> **Assignment**:
All lines of the records below that contain the word "path" must be listed.

Top of Task data

Issue #355, opened 2015-09-28
[Feature Request] Open in default web browser


maricn:
Hi guys,

Do you think it would be useful to have a command (or button during playback) which would open YouTube URL in default (or configurable) web browser?
I often want to save a video to my account playlist or to subscribe to a channel, or whatever, but I must repeat a few steps until I get there. I figure this isn't so hard to implement...

Wildefyr:
This would be a nice stop gap solution to the fact we cannot log into our google youtube accounts with mpsyt.

BensonQiu:
Hi,

[I'm](https://github.com/BensonQiu) working on a group project with [Femi](https://github.com/aquafemi), [Paul](https://github.com/paulnicolet), [Rohan](https://github.com/rjvani), and [Tommy](https://github.com/tommyhtc), and we're interested in contributing to mps-youtube. We don't have much experience with open source contributions, but we would like to work on [#90](https://github.com/mps-youtube/mps-youtube/issues/90), [#375](https://github.com/mps-youtube/mps-youtube/issues/375), and [#355](https://github.com/mps-youtube/mps-youtube/issues/355) as a group over the next 2-3 weeks. Would these contributions be helpful for the project?

We have read the [contributing](https://github.com/mps-youtube/mps-youtube/blob/develop/CONTRIBUTING) document, but we wanted to post here to express interest. We also wanted to see if anyone was already working on these issues. Since we would like to work on three open issues, I'm posting this message three times (sorry for the spam!).

Regards,
Benson, Femi, Paul, Rohan, and Tommy

Wildefyr:
Just thought I'd mention in addition to anyone wanting this at the moment, it's possible to get url recognition inside the terminal itself, i.e. urxvt-perls provides extensions for this functionality for rxvt-unicode. You can then see the youtube url with the `url #` command in mpsyt.

PR #390, opened 2015-12-03
Open YouTube URL in default browser

rjvani:
Added functionality to open YouTube URLs and IDs in the default browser. #355

### DIFF
--- a/mps_youtube/helptext.py
+++ b/mps_youtube/helptext.py
@@ -79,7 +79,7 @@ def helptext():
     {2}dvupl <username>{1} - download user's YouTube playlists (video).
     {2}dlurl <url or id>{1} download a YouTube video by url or video id.
     {2}playurl <url or id>{1} play a YouTube video by url or id.
-    {2}browserplay <url or id>{1} play a YouTube video by url or id in browser.
+    {2}browserplay <number>{1} open a specified previous search in browser.
     {2}browsersearch <term(s)>{1} open search results for term(s) in browser.
 
     {2}all{1} or {2}*{1} - play all displayed items.
--- a/mps_youtube/helptext.py
+++ b/mps_youtube/helptext.py
@@ -80,7 +80,6 @@ def helptext():
     {2}dlurl <url or id>{1} download a YouTube video by url or video id.
     {2}playurl <url or id>{1} play a YouTube video by url or id.
     {2}browserplay <number>{1} open a specified previous search in browser.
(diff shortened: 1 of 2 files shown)


bendem:
That doesn't allow opening a search result in the browser right?

rjvani:
Correct. This opens a link to the video directly given an ID or URL. I can work on that part as well, though.

rjvani:
I've pushed changes to allow for opening search results in the browser.

mps_youtube/helptext.py
```diff
@@ -79,6 +79,8 @@ def helptext():
     {2}dvupl <username>{1} - download user's YouTube playlists (video).
     {2}dlurl <url or id>{1} download a YouTube video by url or video id.
     {2}playurl <url or id>{1} play a YouTube video by url or id.
+    {2}browserplay <url or id>{1} play a YouTube video by url or id in browser.
```
ids1024: Wouldn't it make sense for this to accept numbers as well? Like `browserplay 1` to open the first result in the browser.

rjvani: browserplay was intended for opening a given ID or URL. Since it points to a single video, I'm not really sure how the number would help. I can work on adding this functionality to browsersearch, though, which opens the search query in the browser.

bendem: I thought the requested feature was to search a video from mpsyt and then open the video inside your browser like
```
/the nights
browser 1-2
```
which would open the results 1 and 2 of 'the nights' search in the browser.

ids1024: I mean that it should do something like @bendem said, if that isn't clear.

That seems to be where this is particularly useful. For an url, this is fairly useless, since you can just enter it into the browser directly. Handling an id is mildly more useful, but usually you get one from looking at the url anyway. Taking a number for a search result, playlist item, etc. is where it is useful, and integrates with mpsyt's functionality.

rjvani: Oh okay, my bad! I'll update my function to allow for that. :)

rjvani: I've pushed changes so that browserplay can open a certain video from previous search instead of a URL or id.

ids1024:
I don't know, is the `browsersearch` command really useful? I don't that's what @bendem meant (correct me if I'm wrong), but rather the functionality you just added.

rjvani:
I might have misunderstood that initially. I'll remove that and leave the most recent functionality. My bad!

bendem:
Awesome, thanks for the patch.

Issue #90, opened 2014-06-13
Create playlist from list of urls


bburky:
Is it currently possible to create a playlist from a list of urls?

Manually it would be possible with:

```
url https://www.youtube.com/watch?v=...
add 1
url https://www.youtube.com/watch?v=...
add 1
...
```

But this is tedious. My suggestion is to allow the `url` command to accept multiple urls.

I would like to pass in a list of urls from the command line, which this would make possible. I could run
`mpsyt url https://www.youtube.com/watch?v=... https://www.youtube.com/watch?v=... https://www.youtube.com/watch?v=...` or
`mpsyt url $(generate list of urls somehow)`.

Alternately you could read a list of urls from a file. Or allow multiple commands to be run from the command line.

BensonQiu:
Hi,

[I'm](https://github.com/BensonQiu) working on a group project with [Femi](https://github.com/aquafemi), [Paul](https://github.com/paulnicolet), [Rohan](https://github.com/rjvani), and [Tommy](https://github.com/tommyhtc), and we're interested in contributing to mps-youtube. We don't have much experience with open source contributions, but we would like to work on [#90](https://github.com/mps-youtube/mps-youtube/issues/90), [#375](https://github.com/mps-youtube/mps-youtube/issues/375), and [#355](https://github.com/mps-youtube/mps-youtube/issues/355) as a group over the next 2-3 weeks. Would these contributions be helpful for the project?

We have read the [contributing](https://github.com/mps-youtube/mps-youtube/blob/develop/CONTRIBUTING) document, but we wanted to post here to express interest. We also wanted to see if anyone was already working on these issues. Since we would like to work on three open issues, I'm posting this message three times (sorry for the spam!).

Regards,
Benson, Femi, Paul, Rohan, and Tommy

ids1024:
@BensonQiu Contributions are of course welcome. It probably would have been best to only post the message once though, since github shows a link when an issue is referenced in another issue, making the duplication a little redundant. But anyway...

This issue is not being worked on, though some thought has gone into #361 (as you can see there) which is somewhat related. Nor is there presently any work done on #374 and #355. So if you would like to implement these, go ahead.

PR #391, opened 2015-12-04
Import videos from a list of urls or ids, from the console or .txt file.

paulnicolet:
This commit aims to implement the features requested in #90.
You can know type several URL's or ID's with the `url` command, or use a new command `url_file` to import this list from a .txt file.

### DIFF
--- a/mps_youtube/main.py
+++ b/mps_youtube/main.py
@@ -3293,21 +3293,14 @@ def yt_url_file(file_name):
     #Open and read the file
     try:
         fo = open(file_name, "r")
-        lines = fo.readlines()
     except (IOError):
-        g.message = c.r + 'Error while reading the file' + c.w
+        g.message = c.r + 'Error while opening the file, check the validity of the path' + c.w
         g.content = g.content or generate_songlist_display(zeromsg=g.message)
         return
 
-    output = ""
-    for line in lines:
-        #Don't forget to remove the \n character
-        if line[-2:] == '\\n':
-            line = line[:-2]
-        output += (line + ',')
+    output = ','.join([line.strip('\n') for line in fo])
 
-    #Remove the final coma
-    output = output[:-1]
+    fo.close()
 
     #Finally pass the input to yt_url
     yt_url(output)
--- a/mps_youtube/main.py
+++ b/mps_youtube/main.py
@@ -3292,15 +3292,13 @@ def yt_url_file(file_name):
 
     #Open and read the file
     try:
-        fo = open(file_name, "r")
+        with open(file_name, "r") as fo:
+            output = ','.join([line.strip('\n') for line in fo])
+
     except (IOError):
         g.message = c.r + 'Error while opening the file, check the validity of the path' + c.w
         g.content = g.content or generate_songlist_display(zeromsg=g.message)
         return
-
-    output = ','.join([line.strip('\n') for line in fo])
-
-    fo.close()
 
     #Finally pass the input to yt_url
     yt_url(output)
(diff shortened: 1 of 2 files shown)


mps_youtube/main.py
```diff
@@ -3280,6 +3287,31 @@ def yt_url(url, print_title=0):
     if print_title:
         xprint(v.title)
 
+def yt_url_file(file_name):
+    """ Access a list of urls in a text file """
+
+    #Open and read the file
+    try:
+        fo = open(file_name, "r")
```
BensonQiu: It looks like `fo` is never explicitly closed. 
Perhaps try `with open(file_name, "r") as fo:`?

mps_youtube/main.py
```diff
@@ -3280,6 +3287,31 @@ def yt_url(url, print_title=0):
...
+        lines = fo.readlines()
+    except (IOError):
+        g.message = c.r + 'Error while reading the file' + c.w
+        g.content = g.content or generate_songlist_display(zeromsg=g.message)
+        return
+
+    output = ""
```
BensonQiu: Just a minor style suggestion - you can replace lines 3302 - 3310 with:
```
output = ','.join(
    [line.strip('\n') for line in lines]
)
```

mps_youtube/main.py
```diff
@@ -3280,6 +3287,31 @@ def yt_url(url, print_title=0):
...
+    for line in lines:
+        #Don't forget to remove the \n character
+        if line[-2:] == '\\n':
```
ids1024: I don't think this is correct. `\\` would make it a literal backslash character.

It would probably be better to use `line = line.strip()`.

mps_youtube/main.py
ids1024: You can also use `[line.strip('\n') for line in fo]`, instead of calling `fo.readlines()`.

paulnicolet:
Thanks for the style tips. I committed the changes.

paulnicolet:
Thanks for the style tips. I applied the changes.

mps_youtube/main.py
```diff
@@ -3746,6 +3769,7 @@ def main():
         quits: r'(?:q|quit|exit)$',
         plist: r'pl\s+%s' % pl,
         yt_url: r'url\s(.*[-_a-zA-Z0-9]{11}.*$)',
+        yt_url_file: r'url_file\s([^.]+\.txt$)',
```
bendem: I'd expect this feature to work with any file extension, not just `.txt`. Maybe something like 
```py
r'url_file\s+([^\s]+$)'
```

mps_youtube/main.py
```diff
@@ -3280,6 +3287,22 @@ def yt_url(url, print_title=0):
     if print_title:
         xprint(v.title)
 
+def yt_url_file(file_name):
+    """ Access a list of urls in a text file """
+
+    #Open and read the file
+    try:
+        with open(file_name, "r") as fo:
+            output = ','.join([line.strip('\n') for line in fo])
```
bendem: File format would be more flexible with 
```py
[line.strip() for line in fo if line.strip()]
```
(allows for empty lines and strip all types of whitespaces)

ids1024:
I merged this, but changed the syntax a bit (see cd308039883edf38b440d5b53cb28d7915d61578). I made the urls delimited by whitespace instead of comma in the `url` command, and made it so the file given to `url_file` can have any extension.

mps_youtube/main.py
ids1024: @bendem Oh, I didn't see that comment before merging, but I agree: cccbf0894172a738732715c1f8f876b0992e49f5

PR #394, opened 2015-12-14
remove unneeded showconfig() argument

Wildefyr:
Not sure what the intention behind this was but keeping it as it is crashes mps-youtube.


ids1024:
Oh, thanks. Showconfig used to require an argument (which was ignored), but that was changed recently.

Issue #201, opened 2015-01-25
Limited results for `all`


tarwich:
When playing all songs from a YouTube user, it would be nice if the system could somehow play all the songs instead of limiting you to the hight of the terminal window.

**Steps to reproduce**
 - Run `mpsyt`
 - Type `user smoothmcgroove`
 - Type `all`

**Expected result**
Should play all 70+ videos for user

**Actual result**
Limits playback entries to height of terminal window

np1:
Yep that would be useful, the `dump` command could be made to work with user results as well as YouTube playlists.

bendem:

Bottom of Task data

> **Problem solution**:
+        g.message = c.r + 'Error while opening the file, check the validity of the path' + c.w
         g.message = c.r + 'Error while opening the file, check the validity of the path' + c.w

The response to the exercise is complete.